+++ Provided records

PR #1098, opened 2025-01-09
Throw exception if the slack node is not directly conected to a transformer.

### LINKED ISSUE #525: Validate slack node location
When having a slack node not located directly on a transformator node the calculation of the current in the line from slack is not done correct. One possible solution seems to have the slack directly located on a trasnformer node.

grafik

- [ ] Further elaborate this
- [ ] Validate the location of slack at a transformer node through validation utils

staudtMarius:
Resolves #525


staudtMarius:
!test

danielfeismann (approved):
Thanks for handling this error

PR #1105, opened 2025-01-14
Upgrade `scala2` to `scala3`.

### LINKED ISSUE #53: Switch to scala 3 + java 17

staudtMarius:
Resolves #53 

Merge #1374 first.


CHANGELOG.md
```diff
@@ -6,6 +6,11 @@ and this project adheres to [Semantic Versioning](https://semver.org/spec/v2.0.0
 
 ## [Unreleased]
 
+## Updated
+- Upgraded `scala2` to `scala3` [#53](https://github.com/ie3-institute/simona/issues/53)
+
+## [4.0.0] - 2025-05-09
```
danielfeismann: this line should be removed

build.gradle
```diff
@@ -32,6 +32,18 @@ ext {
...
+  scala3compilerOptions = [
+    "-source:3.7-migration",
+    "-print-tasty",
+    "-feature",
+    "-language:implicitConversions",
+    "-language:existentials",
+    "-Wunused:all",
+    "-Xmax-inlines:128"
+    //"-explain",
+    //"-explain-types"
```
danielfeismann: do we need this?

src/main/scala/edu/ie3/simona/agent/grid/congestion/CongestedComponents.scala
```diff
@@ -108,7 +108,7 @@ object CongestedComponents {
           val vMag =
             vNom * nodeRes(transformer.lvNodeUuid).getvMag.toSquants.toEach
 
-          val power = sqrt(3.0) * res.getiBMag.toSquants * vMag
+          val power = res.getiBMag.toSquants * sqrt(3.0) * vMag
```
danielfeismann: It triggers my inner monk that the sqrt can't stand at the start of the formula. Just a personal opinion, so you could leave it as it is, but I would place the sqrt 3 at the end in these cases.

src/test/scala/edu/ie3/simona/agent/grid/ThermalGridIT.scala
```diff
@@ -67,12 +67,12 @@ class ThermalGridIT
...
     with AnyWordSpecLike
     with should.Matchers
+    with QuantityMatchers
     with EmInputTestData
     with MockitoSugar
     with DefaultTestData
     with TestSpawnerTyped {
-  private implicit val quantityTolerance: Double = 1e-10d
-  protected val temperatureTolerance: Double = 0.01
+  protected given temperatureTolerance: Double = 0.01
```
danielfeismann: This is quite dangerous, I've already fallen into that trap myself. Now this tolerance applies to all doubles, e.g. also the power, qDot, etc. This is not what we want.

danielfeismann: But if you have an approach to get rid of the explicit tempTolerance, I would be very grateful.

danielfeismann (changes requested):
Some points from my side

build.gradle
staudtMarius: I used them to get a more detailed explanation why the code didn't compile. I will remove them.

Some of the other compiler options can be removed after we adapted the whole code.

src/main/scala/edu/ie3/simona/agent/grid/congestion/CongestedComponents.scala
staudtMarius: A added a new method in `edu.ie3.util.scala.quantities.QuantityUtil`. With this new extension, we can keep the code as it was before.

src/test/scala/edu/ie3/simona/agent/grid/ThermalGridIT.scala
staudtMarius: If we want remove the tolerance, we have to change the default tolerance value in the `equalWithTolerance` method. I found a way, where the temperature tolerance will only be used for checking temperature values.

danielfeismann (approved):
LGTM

++++++
+++ Provided records

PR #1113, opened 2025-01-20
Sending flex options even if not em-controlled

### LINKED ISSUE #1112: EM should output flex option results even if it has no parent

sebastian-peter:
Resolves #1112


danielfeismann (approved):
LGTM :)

++++++

Directions for this task:
Each line above with the word "even" must be returned.

Result for this task:
Sending flex options even if not em-controlled
### LINKED ISSUE #1112: EM should output flex option results even if it has no parent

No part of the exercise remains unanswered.